Publication year - 2017
Publication title -
journal of neuroimaging
Language(s) - English
Resource type - Journals
SCImago Journal Rank - 0.822
H-Index - 64
eISSN - 1552-6569
pISSN - 1051-2284
DOI - 10.1111/jon.12479
Subject(s) - subtraction , artificial intelligence , medicine , image registration , normalization (sociology) , computer vision , lesion , nonlinear system , nuclear medicine , pattern recognition (psychology) , computer science , mathematics , image (mathematics) , pathology , physics , arithmetic , quantum mechanics , sociology , anthropology
ABSTRACT BACKGROUND AND PURPOSE To propose and validate nonlinear registration techniques for generating subtraction images because of their ability to reduce artifacts and improve lesion detection and lesion volume quantification. METHODS Postcontrast T 1 ‐weighted spin echo and T 2 ‐weighted dual echo images were acquired for 20 patients with relapsing‐remitting multiple sclerosis (RRMS) on a monthly basis for a year (14 women, average age 33.6 ± 6.9). The T 2 ‐weighted images from the first scan were used as a baseline for each patient. The images from the last scan were registered to the baseline image. Four different registration algorithms used for evaluation included; linear, halfway linear, nonlinear, and nonlinear halfway.
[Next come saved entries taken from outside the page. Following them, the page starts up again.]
PR #8826, opened 2026-05-21
feat(abstract-eth): expose getSignablePayload for ETH coin classes (CGD-1083)

0xPrabh:
## Description

Overrides `getSignablePayload(serializedTx)` on `AbstractEthLikeCoin` so that ETH and all ETH-like coins return the correct 32-byte keccak256 signing digest, rather than falling through to the base-class no-op that returns raw serialized bytes.

This is required to unblock AKM's external signing endpoint (`POST /sign`), which needs the correct hash to sign — not the raw transaction bytes.

## Changes

- **`AbstractEthLikeCoin.getSignablePayload`** — new override: deserializes via the transaction builder, casts to `EthTransaction`, and returns `tx.signablePayload`
- **`EthLikeTransactionData` interface** — adds `getSignablePayload(): Buffer`
- **`EthTransactionData`** — implements `getSignablePayload()` via `tx.getMessageToSign(true)` (keccak256 hash, same primitive used internally for TSS signing)
- **`Transaction.signablePayload` getter** — overrides `BaseTransaction`'s `NotImplementedError` default; throws `InvalidTransactionError` if no transaction data is set
- **`EthLikeToken.getSignablePayload`** — preserves pre-PR behavior (returns raw serialized bytes); tokens are out of scope for this ticket
- Inherited by **all non-token `AbstractEthLikeNewCoins` descendants** (Eth, Polygon, Arbeth, Opeth, BSC, AvaxC, EVM, etc.) and legacy `AbstractEthLikeCoin` descendants (Rbtc, Celo, Etc)

## Issue

CGD-1083 (unblocks WCN-397)

## Type of change

## How Has This Been Tested?

Unit tests added in:
- `modules/abstract-eth/test/unit/transaction.ts` — throws on empty tx; returns 32-byte hash for unsigned tx
- `modules/sdk-coin-eth/test/unit/transaction.ts` — hash pinned against `txData.id` fixture for both Legacy and EIP1559; distinct-payload check between tx types
- `modules/sdk-coin-eth/test/unit/eth.ts` — end-to-end `coin.getSignablePayload(serializedTx)` for Legacy and EIP1559 via `Teth`

Existing TSS signing flows are unaffected — they use `signableHex` from the unsigned tx object directly (`abstractEthLikeNewCoins.ts:2444`), not `getSignablePayload`.

### DIFF
--- a/modules/abstract-eth/src/abstractEthLikeCoin.ts
+++ b/modules/abstract-eth/src/abstractEthLikeCoin.ts
@@ -27,7 +27,7 @@ import {
 } from '@bitgo/sdk-core';
 import BigNumber from 'bignumber.js';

Subtraction images were generated after brain extraction, intensity normalization, and Gaussian blurring. Lesion activity changes along with identified artifacts were scored on all four techniques by two independent observers. Additionally, quantitative analysis of the algorithms was performed by estimating the volume changes of simulated lesions and real lesions. For real lesion volume change analysis, five subjects were selected randomly. Subtraction images were generated between all the 11 time points and the baseline image using linear and nonlinear registration for the five subjects. RESULTS Lesion activity detection resulted in similar performance among the four registration techniques. Lesion volume measurements on subtraction images using nonlinear registration were closer to lesion volume on T 2 ‐weighted images. A statistically significant difference was observed among the four registration techniques while evaluating yin‐yang artifacts. Pairwise comparisons showed that nonlinear registration results in the least amount of yin‐yang artifacts, which are significantly different. CONCLUSIONS Nonlinear registration for generation of subtraction images has been demonstrated to be a promising new technique as it shows improvement in lesion activity change detection. This approach decreases the number of artifacts in subtraction images. With improved lesion volume estimates and reduced artifacts, nonlinear registration may lead to discarding less subject data and an improvement in the statistical power of subtraction imaging studies.